How might ideas of care help to build a better world?

Focusing on how care can move from an inward perspective to an outward wave of positivity and strength is crucial. We must take moments every day to give ourselves a break, to motivate ourselves and to allow ourselves to feel all the emotions affecting us. Giving ourselves a bit of grace can lead to a healthy relationship with work, relaxation and the changing landscapes of our lives. In most cases, only after taking care of ourselves may we move on to those around us! 

Care builds robust and self-sustaining communities. When we choose to look after each other, we quell the uncertainty that arises when the unexpected or unfortunate times roll in. In today’s society, we are not conditioned to be keen on lending strangers our time, skills or money. The imposition that people must make it by themselves or are failures who are undeserving of happiness, luxury, and comfort has contorted the collective ability to heal after hard times. Why not rake a neighbors yard and allow them to cook you a meal if those are your respective skill sets? We can use the act of collective care to build our trust and safety back. The formation of cooperative groups and spaces that advocate for local activity are essential to this process. Joining local mutual aid groups, wellness collectives, food security pantries and more increase the communities ability to reach more folks and lay the groundwork for future balance.

Neighborhoods benefit from collective care in the forms of mutual aid and communal living. When a community gets the opportunity to look after each other and share moments, traditions and culture, the positive influence of care can form inter-generational knowledge on how to look after one another. 

Where do you turn to learn more about care?

Learning more about care is a long process that I engage in quite excitedly. I find that the knowledge comes from every direction, unexpected and expected. I learn from my friends and family what it means to see and hear them, to love them, to be with them through happiness, rage and more. I learn from my accomplices in communal care what it means to extend love, stability, sweat and fruit. Here are some of the folks I learn from as they did foundational work: the caretakers in small communities across the world, the freedom fighters like The Black Panthers or resiliency operations of Latin America, and the numerous indigenous cultivators and protectors of the lands we occupy now. 
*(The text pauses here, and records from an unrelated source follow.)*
PR #498, opened 2021-05-19
Add Azure Quantum chemistry sample notebooks

guenp:
Add the notebooks with the sample used in the //Build demo.


samples/azure-quantum/chemistry/data/broombridge/hydrogen_0.2.yaml
```diff
@@ -0,0 +1,56 @@
...
+        one_body_amplitudes:             # t^{q}_{p} p q 
+            - [0.001, "(2a)+", "(1a)"]
+            - [-0.001, "(2b)+", "(1b)"]
+        two_body_amplitudes: 			# t^{pq}_{rs} p q r s 			# If this is a PQQR term, the middle two indices must coincide.
+            - [-0.113, "(2a)+", "(2b)+", "(1a)", "(1b)"]
+  metadata: {molecule_name: H2}
+  n_electrons: 2
+  n_orbitals: 2
+  scf_energy: {units: hartree, value: -7.86099161}
+  scf_energy_offset: {units: hartree, value: 0.0}
```
cgranade, line 56:
```suggestion
  scf_energy_offset: {units: hartree, value: 0.0}

```

cgranade (commented):
I'm not done with my review yet, sorry (still need to review the notebooks), but wanted to share initial thoughts so as to unblock in the meantime. Thanks for opening this!

samples/azure-quantum/chemistry/QuantumPhaseEstimation/GetEnergyQPE.qs
```diff
@@ -0,0 +1,43 @@
...
+    /// # Output
+    /// Tuple of estimated phase and energy.
+    operation GetEnergyQPE (
+        JWEncodedData: JordanWignerEncodingData,
+        nBitsPrecision : Int, 
+        trotterStepSize : Double, 
+        trotterOrder : Int
+    ) : (Double, Double) {
+
+        let (nSpinOrbitals, fermionTermData, inputState, energyOffset) = JWEncodedData!;
```
tcNickolas, line 37: You can replace a couple of unused variables:
```suggestion
        let (_, _, inputState, energyOffset) = JWEncodedData!;
```

samples/azure-quantum/chemistry/README.md
```diff
@@ -0,0 +1,39 @@
...
+
+## Running the sample
+
+To run the sample, first make sure to install all [prerequisites](https://docs.microsoft.com/en-us/azure/quantum/install-python-qdk?tabs=tabid-conda) and start a Jupyter notebook with the following command:
+
+```cmd
+jupyter notebook
+```
+
+Open the notebooks ([QuantumPhaseEstimation/Molecule.ipynb](QuantumPhaseEstimation/Molecule.ipynb) or [Hamiltonian/Molecule.ipynb](Hamiltonian/Molecule.ipynb)) and execute the cells (shift + enter) to run the sample.
```
tcNickolas, line 27: Should we mention that the user needs AQ registration before running the second sample?

samples/azure-quantum/chemistry/Hamiltonian/Approximate Energy using Jordan-Wigner transformation.ipynb
```diff
@@ -0,0 +1,813 @@
+{
+ "cells": [
+  {
+   "cell_type": "markdown",
+   "id": "79c2f4e5",
+   "metadata": {},
+   "source": [
+    "# Approximate H2 molecule energy near ground state\n",
+    "\n",
+    "In this example notebook, we'll walk through calculating the energy of a molecule given an estimate for the ground state using Azure Quantum. We will do that using a simple algorithm where we prepare the quantum register in a state near the ground state of the molecule using Jordan-Wigner encoding, and evaluate the energy of the molecule by applying the Hamiltonian operator to that state. To be able to run the algorithm on near-term hardware, we will calculate the energy per Hamiltonian term, and then calculate the total energy by adding the outcome of these terms."
```
tcNickolas, line 10:
```suggestion
    "In this example notebook, we'll walk through calculating the energy of a molecule given an estimate for the ground state using Azure Quantum. We will do that using a simple algorithm where we prepare the quantum register in a state near the ground state of the molecule using Jordan-Wigner encoding, and evaluate the energy of the molecule by applying the Hamiltonian operator to that state. To be able to run the algorithm on near-term hardware, we will calculate the energy per Hamiltonian term, and then calculate the total energy by adding the values of these terms."
```

samples/azure-quantum/chemistry/Hamiltonian/Approximate Energy using Jordan-Wigner transformation.ipynb
```diff
@@ -0,0 +1,813 @@
...
+   ]
+  },
+  {
+   "cell_type": "markdown",
+   "id": "9efb9be7",
+   "metadata": {},
+   "source": [
+    "### 1. Load H2 molecule data\n",
+    "\n",
+    "The pre-generated Broombridge file included in this sample contains the details on the molecule's Hamiltonian. A Hamiltonian is an operator that calculates the energy of a molecule by acting on a qubit register that represents the molecule's quantum state by Jordan-Wigner encoding. If we prepare the molecule in the ground state, then we know that applying the Hamiltonian we will calculate the ground state energy."
```
tcNickolas, line 42:
```suggestion
    "The pre-generated Broombridge file included in this sample contains the details on the molecule's Hamiltonian. A Hamiltonian is an operator that calculates the energy of a molecule by acting on a qubit register that represents the molecule's quantum state by Jordan-Wigner encoding. If we prepare the molecule in the ground state, then we know that applying the Hamiltonian will calculate the ground state energy."
```

samples/azure-quantum/chemistry/Hamiltonian/Approximate Energy using Jordan-Wigner transformation.ipynb
```diff
@@ -0,0 +1,813 @@
...
+      "text/plain": [
+       "Reloading workspace."
+      ]
+     },
+     "metadata": {},
+     "output_type": "display_data"
+    }
+   ],
+   "source": [
+    "qsharp.reload()"
```
tcNickolas, line 124: For the demo, I combined all imports and reloads in one cell, since each of them is not particularly interesting on their own, just a prelude.

samples/azure-quantum/chemistry/Hamiltonian/Approximate Energy using Jordan-Wigner transformation.ipynb
```diff
@@ -0,0 +1,813 @@
...
+     },
+     "execution_count": 6,
+     "metadata": {},
+     "output_type": "execute_result"
+    }
+   ],
+   "source": [
+    "qsharp.azure.connect(\n",
+    "   resourceId=rid,\n",
+    "   location=\"West US\")"
```
tcNickolas, line 245: I think the location also depends on the user settings?

samples/azure-quantum/chemistry/Hamiltonian/Approximate Energy using Jordan-Wigner transformation.ipynb
```diff
@@ -0,0 +1,813 @@
...
+   "source": [
+    "from Microsoft.Quantum.Samples.Chemistry.JordanWigner.Utils import ExpandedCoefficients"
+   ]
+  },
+  {
+   "cell_type": "markdown",
+   "id": "3500a530",
+   "metadata": {},
+   "source": [
+    "Each Hamiltonian term has a term type, measurement operator and coefficient. To simplify this sample, we will move the coefficients into a flat list. Each nonzero coefficient will render a separate job that we send to Azure Quantum. To calculate the energy for that term, we map result from the job onto a -1 to 1 axis and multiply the value with the corresponding coefficient."
```
tcNickolas, line 355:
```suggestion
    "Each Hamiltonian term has a term type, measurement operator and coefficient. To simplify this sample, we will move the coefficients into a flat list. Each nonzero coefficient will render a separate job that we send to Azure Quantum. To calculate the energy for that term, we map result from the job onto a -1 to 1 axis and multiply the value by the corresponding coefficient."
```

samples/azure-quantum/chemistry/Hamiltonian/Approximate Energy using Jordan-Wigner transformation.ipynb
```diff
@@ -0,0 +1,813 @@
...
+       " {'0': 0.5, '1': 0.5}]"
+      ]
+     },
+     "execution_count": 20,
+     "metadata": {},
+     "output_type": "execute_result"
+    }
+   ],
+   "source": [
+    "results"
```
tcNickolas, line 519: Can combine this cell with the previous one, I generally try to avoid output-less cells

samples/azure-quantum/chemistry/Hamiltonian/Approximate Energy using Jordan-Wigner transformation.ipynb
```diff
@@ -0,0 +1,813 @@
...
+       " 'Succeeded']"
+      ]
+     },
+     "execution_count": 59,
+     "metadata": {},
+     "output_type": "execute_result"
+    }
+   ],
+   "source": [
+    "[qsharp.azure.status(j.id).status for j in jobs_hw]"
```
tcNickolas, line 716: For this cell, I added some more fields to make it a bit more visually interesting. In the demo I had

```
jobs_status = [qsharp.azure.status(j) for j in jobs_hw_past]
[j.status + " | " + j.name + " | " + j.target + " | " + j.creation_time + " | " + j.end_execution_time 
 for j in jobs_status]
```

samples/azure-quantum/chemistry/Hamiltonian/Approximate Energy using Jordan-Wigner transformation.ipynb
```diff
@@ -0,0 +1,813 @@
...
+     "execution_count": 100,
+     "metadata": {},
+     "output_type": "execute_result"
+    }
+   ],
+   "source": [
+    "calc_energy(coeffs, results)"
+   ]
+  },
+  {
```
tcNickolas, line 783: Do we need this last empty cell?

samples/azure-quantum/chemistry/QuantumPhaseEstimation/Molecule.ipynb
```diff
@@ -0,0 +1,497 @@
...
+     "name": "stdout",
+     "output_type": "stream",
+     "text": [
+      "Preparing Q# environment...\n",
+      "."
+     ]
+    }
+   ],
+   "source": [
+    "import qsharp"
```
tcNickolas, line 107: I'd combine those cells with imports and reloads

samples/azure-quantum/chemistry/QuantumPhaseEstimation/Molecule.ipynb
```diff
@@ -0,0 +1,497 @@
...
+     "output_type": "stream",
+     "text": [
+      "CPU times: user 3.75 ms, sys: 4.01 ms, total: 7.76 ms\n",
+      "Wall time: 875 ms\n"
+     ]
+    },
+    {
+     "data": {
+      "text/plain": [
+       "(-0.2699806186678728, 882.6628565016248)"
```
tcNickolas, line 197: In the demo I modified the code so that it returned only one number, the energy. This was consistent with other method, and didn't introduce extra numbers that are not referred to later

samples/azure-quantum/chemistry/QuantumPhaseEstimation/Molecule.ipynb
```diff
@@ -0,0 +1,497 @@
...
+   ],
+   "source": [
+    "GetEnergyQPE.estimate_resources(\n",
+    "    JWEncodedData=encoded_data_h2, \n",
+    "    nBitsPrecision=7,\n",
+    "    trotterStepSize=0.4,\n",
+    "    trotterOrder=1)"
+   ]
+  },
+  {
```
tcNickolas, line 468: I would add comparison with H2 VQE here, so that it's apples to apples

tcNickolas (commented):
I did a pass and left some comments. Thank you!

samples/azure-quantum/chemistry/Hamiltonian/ChemUtils.qs
```diff
@@ -0,0 +1,127 @@
...
+
+    /// # Summary
+    /// Expands the compact representation of the Jordan-Wigner coefficients in order
+    /// to obtain a one-to-one mapping between these and Pauli terms.
+    ///
+    /// # Input
+    /// ## coeff
+    /// An array of coefficients, as read from the Jordan-Wigner Hamiltonian data structure.
+    /// ## termType
+    /// The type of the Jordan-Wigner term.
```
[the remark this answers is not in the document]
guenp: I'd love to add that but this function doesn't have that reference in the libraries either.

samples/azure-quantum/chemistry/Hamiltonian/ChemUtils.qs
```diff
@@ -0,0 +1,127 @@
...
+        elif (termType == 3) {set nCoeffs = 8;}
+        else {set nCoeffs = 1;}
+
+        mutable coeffs = new Double[nCoeffs];
+
+        // Return the expanded array of coefficients
+        if ((termType == 0) or (termType == 1)) {
+            set coeffs w/= 0 <- coeff[0];
+        }
+        elif ((termType == 2) or (termType == 3)) {
```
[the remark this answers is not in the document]
guenp: This code was copied from the libraries (in order to be compatible with Azure Quantum) so I'd rather leave it like this to be consistent.

samples/azure-quantum/chemistry/Hamiltonian/ChemUtils.qs
```diff
@@ -0,0 +1,127 @@
...
+
+        mutable ops = new Pauli[][nOps];
+
+        // Z and ZZ terms
+        if ((termType == 0) or (termType == 1)) {
+            mutable op = new Pauli[nQubits];
+            for idx in indices {
+                set op w/= idx <- PauliZ;
+            }
+            set ops w/= 0 <- op;
```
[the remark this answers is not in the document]
guenp: Thanks for the suggestion! I think we still need the line `set ops w/= 0 <- op;` though.

guenp:
@cgranade , thank you for your review! I'm seeing a lot of code style suggestions to the ChemUtils.qs file which is great; however, the contents of the file actually comes from the Q# libraries and changing the file here will introduce some discrepancies. Should we update this version and then also open a PR to the Q# Libraries, or what is your suggested approach here?

samples/azure-quantum/chemistry/README.md
```diff
@@ -0,0 +1,39 @@
...
+
+## Manifest
+
```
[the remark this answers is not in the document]
guenp: Yes, thank you!

samples/azure-quantum/chemistry/QuantumPhaseEstimation/GetEnergyQPE.qs
```diff
@@ -0,0 +1,43 @@
...
+        let (nQubits, (rescaleFactor, oracle)) = TrotterStepOracle(JWEncodedData, trotterStepSize, trotterOrder);
+        let statePrep = PrepareTrialState(inputState, _);
+        let phaseEstAlgorithm = RobustPhaseEstimation(nBitsPrecision, _, _);
```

It is possible too, to learn about care from those who don’t seem to engage in it. The United States is faced with its inability to abolish prisons, give disabled folks basic rights, and its inhumane treatment of most human beings – it’s easy to see where it’s possible to go right instead of wrong. Challenging existing narratives using sources that are credible gives incredible insight and direction to where energy can be spent. 

I am currently beginning “Water: Asia’s New Battleground” by Brahma Chellaney to learn more about how climate change will affect Asia’s demand and access to water, and the political struggle that ensues there. I would recommend other works I have read as well, such as Lectures on Liberation and Are Prisons Obsolete by Angela Davis, The Body Keeps Score by Bessel van der Kolk, and The Communist Manifesto by Marx and Engels.